Task directions:
From the material below, copy each line that holds the word "information".

(Working data Opens)

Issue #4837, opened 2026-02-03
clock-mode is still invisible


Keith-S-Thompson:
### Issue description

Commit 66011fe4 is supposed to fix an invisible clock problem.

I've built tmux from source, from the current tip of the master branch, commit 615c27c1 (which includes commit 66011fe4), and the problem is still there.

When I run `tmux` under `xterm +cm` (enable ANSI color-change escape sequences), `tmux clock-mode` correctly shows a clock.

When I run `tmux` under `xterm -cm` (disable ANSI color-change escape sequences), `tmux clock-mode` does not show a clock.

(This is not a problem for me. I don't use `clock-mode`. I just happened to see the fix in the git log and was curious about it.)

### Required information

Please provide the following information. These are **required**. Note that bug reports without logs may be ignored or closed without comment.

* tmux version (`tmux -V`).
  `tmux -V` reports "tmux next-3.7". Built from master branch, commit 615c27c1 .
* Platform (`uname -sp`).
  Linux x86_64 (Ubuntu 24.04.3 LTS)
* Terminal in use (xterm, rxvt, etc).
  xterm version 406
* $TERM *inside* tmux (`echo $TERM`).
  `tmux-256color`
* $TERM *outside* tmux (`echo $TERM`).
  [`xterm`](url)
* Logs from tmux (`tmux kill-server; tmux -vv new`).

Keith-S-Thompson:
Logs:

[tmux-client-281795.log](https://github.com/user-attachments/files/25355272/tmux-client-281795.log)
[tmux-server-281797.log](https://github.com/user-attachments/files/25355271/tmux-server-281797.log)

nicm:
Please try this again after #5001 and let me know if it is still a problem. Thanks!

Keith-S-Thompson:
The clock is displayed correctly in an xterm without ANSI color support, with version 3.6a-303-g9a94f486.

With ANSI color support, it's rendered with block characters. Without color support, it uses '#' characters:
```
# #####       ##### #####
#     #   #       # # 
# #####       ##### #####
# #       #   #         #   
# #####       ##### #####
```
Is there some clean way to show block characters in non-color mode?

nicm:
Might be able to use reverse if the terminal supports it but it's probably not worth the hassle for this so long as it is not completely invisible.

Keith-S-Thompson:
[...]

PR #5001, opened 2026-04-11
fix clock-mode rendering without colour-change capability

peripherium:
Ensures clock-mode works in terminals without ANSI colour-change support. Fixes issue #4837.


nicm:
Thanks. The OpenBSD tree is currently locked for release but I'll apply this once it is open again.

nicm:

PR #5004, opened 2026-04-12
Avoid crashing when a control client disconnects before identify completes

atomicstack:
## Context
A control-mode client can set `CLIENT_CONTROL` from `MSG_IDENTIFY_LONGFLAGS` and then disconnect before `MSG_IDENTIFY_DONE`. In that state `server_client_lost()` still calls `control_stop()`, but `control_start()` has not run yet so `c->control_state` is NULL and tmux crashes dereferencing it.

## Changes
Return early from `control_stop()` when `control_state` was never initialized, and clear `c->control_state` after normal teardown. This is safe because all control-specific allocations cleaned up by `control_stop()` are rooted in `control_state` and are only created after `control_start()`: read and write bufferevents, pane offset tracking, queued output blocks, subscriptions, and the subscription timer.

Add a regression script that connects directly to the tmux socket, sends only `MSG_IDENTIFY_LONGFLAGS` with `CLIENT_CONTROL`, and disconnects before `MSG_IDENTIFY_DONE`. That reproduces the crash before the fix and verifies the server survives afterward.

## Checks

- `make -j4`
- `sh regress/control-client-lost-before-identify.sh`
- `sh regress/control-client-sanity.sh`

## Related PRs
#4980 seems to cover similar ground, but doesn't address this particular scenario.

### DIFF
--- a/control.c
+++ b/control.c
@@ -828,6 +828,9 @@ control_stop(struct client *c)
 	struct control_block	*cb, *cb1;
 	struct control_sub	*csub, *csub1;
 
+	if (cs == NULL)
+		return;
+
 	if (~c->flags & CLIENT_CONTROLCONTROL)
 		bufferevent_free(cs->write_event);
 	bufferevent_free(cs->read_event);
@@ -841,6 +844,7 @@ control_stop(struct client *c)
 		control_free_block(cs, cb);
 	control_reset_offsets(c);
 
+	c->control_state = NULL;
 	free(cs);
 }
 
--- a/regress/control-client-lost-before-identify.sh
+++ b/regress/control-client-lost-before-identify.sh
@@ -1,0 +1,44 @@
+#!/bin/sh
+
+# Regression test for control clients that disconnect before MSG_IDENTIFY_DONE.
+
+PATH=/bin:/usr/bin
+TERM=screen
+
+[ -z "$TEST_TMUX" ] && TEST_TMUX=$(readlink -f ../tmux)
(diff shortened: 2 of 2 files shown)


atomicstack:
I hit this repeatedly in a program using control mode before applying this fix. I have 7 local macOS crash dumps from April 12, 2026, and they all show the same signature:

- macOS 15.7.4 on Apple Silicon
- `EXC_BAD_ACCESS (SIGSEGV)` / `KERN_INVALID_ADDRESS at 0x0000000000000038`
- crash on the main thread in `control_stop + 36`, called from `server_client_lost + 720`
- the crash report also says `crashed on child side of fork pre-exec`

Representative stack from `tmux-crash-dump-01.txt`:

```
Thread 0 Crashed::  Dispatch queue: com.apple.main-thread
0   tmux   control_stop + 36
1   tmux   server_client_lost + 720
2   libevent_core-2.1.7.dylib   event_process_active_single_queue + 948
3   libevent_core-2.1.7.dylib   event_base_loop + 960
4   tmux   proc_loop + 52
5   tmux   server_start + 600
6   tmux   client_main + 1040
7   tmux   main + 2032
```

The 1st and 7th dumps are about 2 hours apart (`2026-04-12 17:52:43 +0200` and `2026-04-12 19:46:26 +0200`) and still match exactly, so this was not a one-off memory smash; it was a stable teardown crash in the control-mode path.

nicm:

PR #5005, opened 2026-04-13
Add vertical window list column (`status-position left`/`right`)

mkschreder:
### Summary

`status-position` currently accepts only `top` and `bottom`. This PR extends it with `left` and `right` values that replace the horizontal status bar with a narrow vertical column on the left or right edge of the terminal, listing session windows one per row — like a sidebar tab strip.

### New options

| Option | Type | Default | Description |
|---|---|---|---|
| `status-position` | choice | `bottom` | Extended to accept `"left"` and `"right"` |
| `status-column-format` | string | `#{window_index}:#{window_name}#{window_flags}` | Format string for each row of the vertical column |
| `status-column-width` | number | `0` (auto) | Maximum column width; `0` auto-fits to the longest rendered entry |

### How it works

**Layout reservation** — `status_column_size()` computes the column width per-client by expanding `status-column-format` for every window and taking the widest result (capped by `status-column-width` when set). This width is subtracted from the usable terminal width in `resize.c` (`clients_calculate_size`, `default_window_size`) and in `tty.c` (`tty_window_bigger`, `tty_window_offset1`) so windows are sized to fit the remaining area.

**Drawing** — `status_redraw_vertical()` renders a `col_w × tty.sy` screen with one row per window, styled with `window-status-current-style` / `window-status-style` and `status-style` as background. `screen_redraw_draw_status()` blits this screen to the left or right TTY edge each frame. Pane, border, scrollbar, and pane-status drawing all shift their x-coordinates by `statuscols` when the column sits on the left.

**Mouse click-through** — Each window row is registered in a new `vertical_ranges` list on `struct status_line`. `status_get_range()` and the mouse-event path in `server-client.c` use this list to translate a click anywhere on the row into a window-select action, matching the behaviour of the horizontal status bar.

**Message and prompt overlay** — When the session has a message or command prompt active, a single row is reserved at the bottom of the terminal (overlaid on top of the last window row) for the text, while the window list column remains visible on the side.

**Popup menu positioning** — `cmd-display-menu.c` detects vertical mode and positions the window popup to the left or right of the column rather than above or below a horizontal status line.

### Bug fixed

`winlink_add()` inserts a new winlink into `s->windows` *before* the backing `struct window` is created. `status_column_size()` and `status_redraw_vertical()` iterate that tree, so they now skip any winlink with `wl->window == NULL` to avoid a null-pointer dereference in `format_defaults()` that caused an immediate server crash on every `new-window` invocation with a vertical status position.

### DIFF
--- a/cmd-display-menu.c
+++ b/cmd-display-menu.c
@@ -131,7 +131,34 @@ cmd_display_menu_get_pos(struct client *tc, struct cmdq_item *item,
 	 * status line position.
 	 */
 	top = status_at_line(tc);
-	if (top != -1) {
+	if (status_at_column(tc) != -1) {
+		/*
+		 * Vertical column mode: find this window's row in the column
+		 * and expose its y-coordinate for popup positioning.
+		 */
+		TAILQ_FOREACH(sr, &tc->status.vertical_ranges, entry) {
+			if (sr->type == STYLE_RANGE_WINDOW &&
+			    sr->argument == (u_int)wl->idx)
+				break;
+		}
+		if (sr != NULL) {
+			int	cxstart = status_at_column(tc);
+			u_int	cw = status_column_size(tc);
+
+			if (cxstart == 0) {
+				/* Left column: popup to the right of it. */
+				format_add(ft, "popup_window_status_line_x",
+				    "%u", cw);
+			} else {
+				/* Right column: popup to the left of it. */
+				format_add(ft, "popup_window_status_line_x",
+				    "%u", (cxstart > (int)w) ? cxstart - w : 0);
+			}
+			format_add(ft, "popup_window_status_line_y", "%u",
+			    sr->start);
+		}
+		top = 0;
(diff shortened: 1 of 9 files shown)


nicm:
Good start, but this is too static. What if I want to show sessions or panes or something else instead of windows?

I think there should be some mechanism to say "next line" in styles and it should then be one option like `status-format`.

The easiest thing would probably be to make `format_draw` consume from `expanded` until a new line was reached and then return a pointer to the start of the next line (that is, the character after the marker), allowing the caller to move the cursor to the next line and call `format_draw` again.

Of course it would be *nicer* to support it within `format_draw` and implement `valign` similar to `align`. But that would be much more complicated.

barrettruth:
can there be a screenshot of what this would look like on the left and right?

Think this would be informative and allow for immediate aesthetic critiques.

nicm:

(Working data Closes)

Result of the task:
### Required information
Please provide the following information. These are **required**. Note that bug reports without logs may be ignored or closed without comment.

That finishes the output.